Recreate firewall on unhealthy condition

[Honigeintopf]

Description

Closes #62.

This pr introduces the functionality for deleting firewalls if they exceed the firewallHealthTimeout which for now is set to 20 minutes.
Integration tests where added to make sure everything works as intended.

CA were updated, otherwise it is not possible to deploy to mini-lab.
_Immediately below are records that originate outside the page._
PR #11142, opened 2020-01-22
[dev] Setup mongo collection for server side charm state

achilleasa:
## Description of change

This PR is part of the work for supporting server-side stage storage for charms using the new operator framework. 

The per-unit state is stored within a new collection called `unitstates`. Each document in the new collection tracks the state for a particular unit which can be set via the `SetState` method and retrieved via the `State` method on a `Unit` instance. The state itself is stored as a map with string keys and values. Keys are allowed to contain special characters (e.g. dots and dollar signs) and such characters will automatically be escaped/unescaped when saving/loading state data.

Note that the absence of a document is treated as _no state available_ in which case a nil map will be returned by calls to `State`. This behavior also ensures that no migration steps are required from older controller versions.

It is also important to note that the reasoning behind reading/writing maps instead of individual KV pairs is that the uniter will buffer state changes in memory and persist them as a single batch when the uniter's hook context is flushed.

NOTE: 
This PR does not tackle unit state migrations as this requires changes to the juju/description package. This will be handled via a separate PR.

### DIFF
--- a/state/allcollections.go
+++ b/state/allcollections.go
@@ -288,7 +288,8 @@ func allCollections() CollectionSchema {
 				Key: []string{"model-uuid", "machineid"},
 			}},
 		},
-		minUnitsC: {},
+		unitStatesC: {},
+		minUnitsC:   {},
 
 		// This collection holds documents that indicate units which are queued
 		// to be assigned to machines. It is used exclusively by the
@@ -623,6 +624,7 @@ const (
 	txnLogC                    = "txns.log"
 	txnsC                      = "txns"
 	unitsC                     = "units"
+	unitStatesC                = "unitstates"
 	upgradeInfoC               = "upgradeInfo"
 	userLastLoginC             = "userLastLogin"
 	usermodelnameC             = "usermodelname"
--- a/state/unit.go
+++ b/state/unit.go
@@ -321,6 +321,93 @@ func (u *Unit) PasswordValid(password string) bool {
 	return false
 }
 
+// unitStateDoc records the state persisted by the charm executing in the unit.
+type unitStateDoc struct {
+	// DocID is always the same as a unit's global key.
+	DocID string `bson:"_id"`
+
+	// State encodes the unit's persisted state as a list of key-value pairs.
+	State map[string]string `bson:"state,omitempty"`
+
+	TxnRevno int64 `bson:"txn-revno"`
+}
+
+// SetState persisted the state for a unit.
+func (u *Unit) SetState(unitState map[string]string) error {
+	unitGlobalKey := u.globalKey()
+	txnDoc := struct {
+		TxnRevno int64 `bson:"txn-revno"`
+	}{}
+
+	buildTxn := func(attempt int) ([]txn.Op, error) {
+		coll, closer := u.st.db().GetCollection(unitStatesC)
+		defer closer()
+
+		if err := coll.FindId(unitGlobalKey).One(&txnDoc); err != nil {
+			if err != mgo.ErrNotFound {
+				return nil, errors.Trace(err)
+			}
+
+			escapedState := make(map[string]string, len(unitState))
+			for k, v := range unitState {
+				escapedState[mgoutils.EscapeKey(k)] = v
+			}
+
+			return []txn.Op{{
+				C:      unitStatesC,
+				Id:     unitGlobalKey,
+				Assert: txn.DocMissing,
+				Insert: unitStateDoc{
+					DocID: unitGlobalKey,
+					State: escapedState,
+				},
+			}}, nil
+		}
+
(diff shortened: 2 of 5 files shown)


state/unit.go
```diff
@@ -321,6 +321,103 @@ func (u *Unit) PasswordValid(password string) bool {
...
+	buildTxn := func(attempt int) ([]txn.Op, error) {
+		coll, closer := u.st.db().GetCollection(unitStatesC)
+		defer closer()
+
+		if err := coll.FindId(unitGlobalKey).One(&txnDoc); err != nil {
+			if err != mgo.ErrNotFound {
+				return nil, errors.Trace(err)
+			}
+
+			escapedState := make(map[string]string, len(unitState))
```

• Allow configuration of firewall create and health timeout gardener-extension-provider-metal#487

[Gerrit91]

Thanks for coming up with a PR for this.

[Gerrit91]

Test needs adaption (fake one of the unhealthy conditions).

[Honigeintopf]

I changed a line in the code to only apply health timeout once we have a non-zero seed reconcile timestamp and made possible to specify 0s as timeout which translates to disabling the deletion.

[Honigeintopf]

Okay the issue with using FirewallPhaseRunning:

1. Phase = Running (machine phoned home)
2. But Connected, SeedConnected, DistanceConfigured haven't been set to True yet (monitor not updated)
3. !allConditionsMet is true even though conditions never degraded - they were never fully met in the first place

So either we go ahead and fix when a fw is running( I wouldn't do that) or we say hey there is a new fw condition when the fw was ready once i.e. it finished progressing

[Gerrit91]

Is it an issue if the firewall is phoned home and entered the running phase and the firewall is unhealthy until the firewall controller connects? It should not take longer than a minute anyway?

[Honigeintopf]

No, it's not an issue. During the window between phoned-home and firewall-controller-connecting, the FirewallHealthy condition(It's a new one) hasn't been set yet (it's only set once ALL conditions are met for the first time)

[Gerrit91]

Okay, I see now where you want to go, I will comment in the code.